Neste
domingo – o primeiro do advento – a Igreja inicia um novo ano litúrgico,
convidando-nos, mais uma vez, a percorrer o caminho de Jesus Cristo,
contemplando o mistério da sua vida, desde anúncio do seu nascimento até a
ressurreição e ascensão. O tempo do advento, iniciado hoje, é a primeira etapa
desse itinerário catequético-espiritual. O termo advento (adventus em latim)
significa “visita”, “chegada” ou “vinda”; possui o mesmo significado do termo
grego parusia (παρουσία). Fazia parte do vocabulário das religiões pagãs no império romano, sendo
usado em referência às supostas visitas das divindades aos seus respectivos
templos, e no âmbito civil era usado para designar as visitas de funcionários
ilustres e dos imperadores às cidades e províncias do império. Por volta do
século IV, o cristianismo absorveu a palavra advento, passando a utilizá-la no
contexto do Natal, a visita de Deus ao mundo, por excelência, uma vez que já
estava consolidado o uso do termo grego “parusia” para designar a segunda vinda
de Cristo. Como o próprio termo evoca, uma visita especial é sempre motivo de
esperanças e expectativas, e essa é uma das características principais do tempo
do advento. E a esperança suscitada com esse tempo gira em torno da construção
de um mundo novo, no qual devem reinar a justiça, o amor e a paz.
Com o
início do novo ano litúrgico (ano B), iniciamos também a leitura do Evangelho
de Marcos, como é típico ciclo do litúrgico B. Porém, não iniciamos a leitura do
início do Evangelho, mas do seu final, precisamente do discurso escatológico. A
leitura semi-contínua só será percebida no tempo comum.
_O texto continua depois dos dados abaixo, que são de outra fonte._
PR #7053, opened 2017-04-03
[OSF-7636] Add ability to inherit tags from parent node

Johnetordoff:
## Purpose

Make it so users can, upon creation of a new component, choose to import all tags from the parent or no tags from the parent. 

## Changes

Minor changes to add component modal.

## Side effects

None that I know of.

## Ticket

https://openscience.atlassian.net/browse/OSF-7636


api/nodes/serializers.py
```diff
@@ -396,8 +397,14 @@ def create(self, validated_data):
             raise InvalidModelValueError(detail=e.messages[0])
         if len(tag_instances):
             node.tags.add(*tag_instances)
+
+        if is_truthy(request.GET.get('inherit_tags')) and validated_data['parent'].has_permission(user, 'write'):
+            parent = validated_data['parent']
```
caseyrollins: Can you define `parent` outside of this conditional since it's used here and in the `if` below (and remove it from there as well)?

api/nodes/serializers.py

Por isso, o texto
proposto para hoje é Mc 13,33-37. Essa passagem é o último ensinamento de Jesus
no Evangelho de Marcos, o que lhe confere bastante importância, antecedendo o
relato da paixão. O discurso escatológico, que pertence ao gênero literário
apocalíptico, está presente nos três evangelhos sinóticos (Mateus, Marcos e
Lucas), e trata das realidades últimas e finais da história, antecedendo as
narrativas da paixão, morte e ressurreição de Jesus, conforme a estrutura dos
evangelhos mencionados. A princípio, parece até paradoxal que a preparação para
o Natal seja iniciada com palavras sobre as realidades últimas. Porém, é
necessário compreender o advento como uma oportunidade de preparação para a
vinda constante do Senhor na vida de cada pessoa, tornando essa vinda uma
presença contínua, ao invés de apenas alimentar uma expectativa futurista e
preparar para uma única data ou evento. E, embora use
imagens para falar das realidades últimas, o objetivo do discurso escatológico
é ajudar a comunidade a viver o hoje como se já fosse o futuro, alimentando a
esperança e estimulando a luta pela transformação do mundo já agora, com a
superação das injustiças, da violência e do ódio. Por isso, mais do que falar
de uma vinda, é mais oportuno recordar a necessidade de acolher uma presença
que já está inserida no mundo, mas precisa ser acolhida e experimentada na vida
de cada pessoa. É importante também perceber a continuidade do
tempo: como nos últimos domingos do ano litúrgico anterior refletimos, a partir
do discurso escatológico de Mateus, o tema da vigilância, é também com esse
tema que abrimos o novo ano, partindo, porém, da perspectiva de Marcos.
O trecho
lido na liturgia de hoje contém as últimas palavras de Jesus antes do relato da
paixão, conforme a estrutura do Evangelho de Marcos. É necessário fazer uma
pequena contextualização para uma compreensão mais adequada dele. Jesus se
encontrava em Jerusalém, vivendo a última fase do seu ministério; ao sair do
templo, os discípulos expressaram admiração a respeito da magnitude daquela
grande construção. À essa admiração, Jesus respondeu que dali não restaria
pedra sobre pedra. Diante dessa resposta, os quatro primeiros discípulos
chamados ao seguimento – Pedro e André, Tiago e João – lhe perguntaram, à parte,
sobre quando e como estas coisas aconteceriam (Mc 13,1-4). A resposta de Jesus
associa estes acontecimentos à sua vinda gloriosa, sem fornecer nenhuma
indicação de tempo. O evangelho de hoje é a conclusão dessa resposta. Ainda a
nível de contexto, é necessário recordar o versículo que antecede de imediato o
nosso texto: «Ora, a respeito daquele dia ou hora, ninguém sabe, nem os
anjos no céu, nem o Filho, mas somente o Pai» (Mc 13,32). Ora,
passados alguns anos após a ressurreição de Jesus, os cristãos começaram a
inquietar-se, pois esperavam com muita ânsia pela segunda vinda do Senhor e,
como essa não acontecia, muitos desanimavam, sobretudo quando começaram as perseguições.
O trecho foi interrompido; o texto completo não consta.